*Your instructions*. Copy out every record below with complete accuracy.

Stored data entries

------------------------

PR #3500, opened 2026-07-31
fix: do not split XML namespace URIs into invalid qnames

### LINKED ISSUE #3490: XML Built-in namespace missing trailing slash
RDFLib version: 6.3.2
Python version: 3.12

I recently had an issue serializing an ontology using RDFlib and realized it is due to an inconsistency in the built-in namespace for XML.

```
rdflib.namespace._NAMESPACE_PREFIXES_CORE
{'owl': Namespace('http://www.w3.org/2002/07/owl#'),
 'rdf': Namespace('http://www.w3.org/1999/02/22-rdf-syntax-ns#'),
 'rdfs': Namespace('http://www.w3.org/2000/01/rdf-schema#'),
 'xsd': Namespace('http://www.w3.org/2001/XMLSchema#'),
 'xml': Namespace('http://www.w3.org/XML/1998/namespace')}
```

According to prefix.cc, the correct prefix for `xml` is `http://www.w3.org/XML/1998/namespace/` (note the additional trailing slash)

------------------------

*Output for this exercise*.
PR #3500, opened 2026-07-31
fix: do not split XML namespace URIs into invalid qnames

### LINKED ISSUE #3490: XML Built-in namespace missing trailing slash
RDFLib version: 6.3.2
Python version: 3.12

I recently had an issue serializing an ontology using RDFlib and realized it is due to an inconsistency in the built-in namespace for XML.

```
rdflib.namespace._NAMESPACE_PREFIXES_CORE
{'owl': Namespace('http://www.w3.org/2002/07/owl#'),
 'rdf': Namespace('http://www.w3.org/1999/02/22-rdf-syntax-ns#'),
 'rdfs': Namespace('http://www.w3.org/2000/01/rdf-schema#'),
 'xsd': Namespace('http://www.w3.org/2001/XMLSchema#'),
 'xml': Namespace('http://www.w3.org/XML/1998/namespace')}
```

According to prefix.cc, the correct prefix for `xml` is `http://www.w3.org/XML/1998/namespace/` (note the additional trailing slash)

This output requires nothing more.